» Task description: Among the lines below, keep only those from the one containing "[Spec Decode] Register" through the one containing "Second of the", and reproduce them exactly.
----------
PR #553, opened 2026-07-25
[Spec Decode] Register the GLM-4.7-Flash MTP head config for vLLM

samithaj:
Second of the PRs split out of #535, stacked on #551 — that PR's commit shows up here until it merges.

The hosted GLM-4.7-Flash drafter checkpoint carries its identity at the top level (`model_type: glm4_moe_lite_mtp`) and nests the source model config under `text_config`, so `architectures` and `num_nextn_predict_layers` are not at the top level at all. vLLM already knows how to normalize such a draft into its MTP wrapper (`Glm4MoeLiteMTPModel`, `num_hidden_layers=0`, `n_predict=num_nextn_predict_layers`), but it keys that override on the top-level fields, and the pinned transformers has no AutoConfig entry for `glm4_moe_lite_mtp` — so the config load raises before the override ever runs.

I registered the config with `AutoConfig` and promoted `architectures` and `num_nextn_predict_layers` out of the nested `text_config`. This mirrors the existing `_patch_vllm_gemma4_mtp_config_loading` shim next to it and covers config parsing only; it never constructs a model.

The config class is module-scope rather than a closure so vLLM's spawn-based EngineCore can pickle a config instance by qualified name into the worker process. A closure-scoped class fails only in the real engine, never in an in-process config test, so `test_compat_config_survives_pickle_round_trip` covers that round trip explicitly.

Tests, in `tests/test_compat.py`:

- `test_vllm_get_config_applies_existing_glm4_moe_lite_mtp_override` — vLLM's own `get_config` front door, the call that crashed on the raw hosted config, now produces the normalized MTP wrapper.
- `test_speculative_config_builds_from_hosted_head` — a full `SpeculativeConfig` builds from the hosted head against a `glm4_moe_lite` target.
- `test_transformers_autoconfig_loads_raw_glm4_moe_lite_mtp_config`, `test_compat_config_survives_pickle_round_trip`, and `test_missing_glm4_config_module_does_not_stop_other_patches` cover the raw load, the pickle round trip, and a missing `glm4_moe_lite` module leaving the surrounding patches intact.

The one change outside the new code is `TestGemma4MTPConfigCompatPatch`: its expected patch-call list gains the new entry, and it stubs the new patch so an unrelated Gemma4 test does not register `glm4_moe_lite_mtp` with `AutoConfig` as a side effect.

Tests: `pytest -m "not slow" tests/` — 1627 passed, 15 skipped, 46 deselected. `scripts/lint.sh` clean.

### DIFF
--- a/tests/test_compat.py
+++ b/tests/test_compat.py
@@ -7,6 +7,7 @@ import builtins
 import importlib.util
 import json
 import os
+import pickle
 import sys
 from types import ModuleType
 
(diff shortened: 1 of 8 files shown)


LxYuan0420:

PR #554, opened 2026-07-25
Trim duplicate GGUF parity tests

LxYuan0420:
This PR is:

- To keep GGUF quantized math parity in the native tensor tests.
- To make GGUF wrapper tests cover only wrapper-owned module behavior.
- To share repeated Qwen/Llama loader cases through parameterized tests.

Note: `GGUFLinear` and `GGUFEmbedding` do not own quantized GGUF math; they delegate to the `GGUFTensor` contract. The native tensor tests still cover real GGUF files, MLX repack, qtype behavior, dense-oracle parity, unsupported Q4_1, and real generation. Loader tests still cover wrapper install, tied and untied heads, bias policy, q/k un-permutation, and fail-fast cases.

### DIFF
--- a/tests/test_gguf_loader.py
+++ b/tests/test_gguf_loader.py
@@ -168,11 +168,25 @@ def _gguf_module_histogram(model: nn.Module) -> dict[str, int]:
     return counts
 
 
+def _assert_forward_vocab_shape(model: nn.Module) -> None:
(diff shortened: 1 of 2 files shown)


ricky-chaoju (approved):
LGTM

PR #555, opened 2026-07-26
[Spec Decode] Add the GLM-4.7-Flash MTP head model and checkpoint loader

samithaj:
GLM-4.7-Flash (`glm4_moe_lite`) ships a single trained nextn layer that predicts one extra token. This adds the pieces needed to run that layer as a standalone MTP head — the MLX model, the checkpoint weight transform, and the loader — without wiring anything into the runtime.

`vllm_metal/v1/mtp_heads/glm4_moe_lite_mtp_model.py`

- `Glm4MoeLiteMTPArgs` — model args for the extracted head. `from_dict` reads the shape out of the nested `text_config` of the drafter-split config rather than silently falling back to the GLM-4.7-Flash defaults, and rejects a `first_k_dense_replace` / `moe_layer_freq` pair that would build a dense `mtp_block` where the trained nextn layer is MoE.
- `Glm4MoeLiteMTPModel` — `build_slot_inputs` projects `[embed(t_{p+1}), h_p]` into one row per slot and zeroes the absolute-position-0 embedding; `forward_slots` runs one stock `Glm4MoeLiteDecoderLayer` over the slab and takes an optional `expected_offset` so a cache/position anchor desync fails loud instead of drafting at the wrong position; `compute_logits` reads out through the untied `lm_head`.
- `convert_nextn_weights` — the absorbed-MLA `kv_b_proj` split plus MoE expert stacking, idempotent so it accepts either the pre- or post-`sanitize` layout. The mlx-vlm drafter split applies the same transform, so there is one source of truth for the layout.

`vllm_metal/v1/mtp_heads/glm4_moe_lite_mtp.py`

- `Glm4MoeLiteMTPHeadMetadata` validates the head config against the drafter-split schema and fails loud when the head and target disagree on any shared MLA / embedding hyperparameter, or when the target is not a `glm4_moe_lite` backbone.
- `Glm4MoeLiteMTPHeadLoader` downloads (or reads from disk), preflights `config.json` before touching weights, loads through `mlx_lm.load_model` with the head's own model classes, asserts the checkpoint carries `lm_head.weight` and `model.embed_tokens.weight`, and caches per (model, revision).

The loader imports the MLX classes only inside `_get_model_classes`, so it stays importable without mlx / mlx_lm and config detection never constructs Metal-backed modules. Verified with mlx and mlx_lm blocked at the import-system level: `vllm_metal.v1.mtp_heads.glm4_moe_lite_mtp` imports with zero mlx modules loaded, while `vllm_metal.v1.mtp_heads.glm4_moe_lite_mtp_model` fails on `mlx`.

The load-bearing test is `test_default_loader_loads_real_head_from_disk`: it writes a real safetensors checkpoint plus the hosted drafter-split `config.json`, loads it through the default loader path with no injected fakes, and checks the loaded model produces finite logits over a slot stream. `test_glm4_moe_lite_mtp_model.py` pins the forward against a self-contained numpy reference of the upstream nextn math (enorm/hnorm/eh_proj, position-0 masking, absorbed MLA with traditional RoPE, noaux_tc sigmoid gating, shared expert) and checks that incremental slab forwards equal a single multi-row forward.

Tests: `pytest -m "not slow" tests/` — 1682 passed, 15 skipped, 46 deselected.

Stacked on #553 (and #551 behind it); their commits show up in this diff until they merge.

### DIFF
--- a/tests/test_compat.py
+++ b/tests/test_compat.py
@@ -7,6 +7,7 @@ import builtins
 import importlib.util
 import json
 import os
+import pickle
 import sys
 from types import ModuleType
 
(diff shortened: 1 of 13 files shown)


LxYuan0420:

PR #556, opened 2026-07-26
[Spec Decode] Run the GLM-4.7-Flash MTP head as a drafter on the paged path

samithaj:
## [Spec Decode] Run the GLM-4.7-Flash MTP head as a drafter on the paged path

This is the runtime half of the GLM-4.7-Flash MTP work: it takes the head model and loader and actually runs them as a drafter on the paged decode path, end to end through a real engine.

### What it adds

- `NativeMTPHeadRegistry`, keyed by draft `model_type`. A head owns its own validation and builds its own proposer from a frozen `NativeMTPBuildContext`, so `install_drafter` stays a lookup-and-delegate.
- `Glm4MoeLiteMTPHead`, registered for `glm4_moe_lite_mtp`. It rejects prefix caching, more than one speculative token, and pipeline parallelism, each with a message naming the offending value and the supported alternative.
- `NativeMTPProposer`, which runs the head as a tiny autoregressive 1-layer model over the target's slot stream, keeps a per-request KV slab, and hands that slab back through the drafter release seam when a request is preempted or evicted.
- Dispatch in `install_drafter` for `method == "mtp"`, below the existing Gemma4 MTP, draft-model, and n-gram branches. `Gemma4MTPAssistantSource.is_gemma4_mtp` also matches `method == "mtp"` and discriminates further on the assistant config, so the native branch has to stay under it. An unregistered draft `model_type` fails loud and names the registered heads.

### Tests

The engine-level test builds a tiny `glm4_moe_lite` target and a matching MTP head on disk from the real model classes and drives a real `LLM`, so **it needs no checkpoint download** and runs in CI in about 50 seconds. It asserts:

- drafts actually flow (`drafted > 0`) and the speculative run's output tokens are identical to the non-speculative run's;
- an accept-all fixture (zeroed lm_head, so every draft is trivially correct) makes `accepted` equal `drafted`;
- a 32-block cache override forces real preemptions while generation stays token-identical to the unpressured baseline;
- under that same pressure the proposer's release seam fires, so a preempted request hands its slab back instead of pinning it while it waits — output equality cannot show this, since rejected drafts leave generation unchanged either way, so the run is observed through the seam itself;
- accepted drafts survive preemption: `accepted` still equals `drafted` and every sequence still produces its full 160 tokens.

Unit coverage sits alongside it for the registry, the head's rejection paths, the proposer's slot-stream and slab lifecycle, and the `install_drafter` dispatch.

```
pytest -m "not slow" tests/                                          # 1713 passed, 15 skipped
VLLM_LOGGING_LEVEL=ERROR pytest -m slow tests/test_glm4_moe_lite_mtp_e2e.py   # 5 passed
```

Stacked on #555 and the ones behind it; their commits show up in this diff until they merge.

### DIFF
--- a/tests/test_compat.py
+++ b/tests/test_compat.py
@@ -7,6 +7,7 @@ import builtins
 import importlib.util
 import json
 import os
+import pickle
 import sys
 from types import ModuleType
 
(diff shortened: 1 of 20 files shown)


LxYuan0420:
----------
» Solution to the exercise:
[Spec Decode] Register the GLM-4.7-Flash MTP head config for vLLM

samithaj:
Second of the PRs split out of #535, stacked on #551 — that PR's commit shows up here until it merges.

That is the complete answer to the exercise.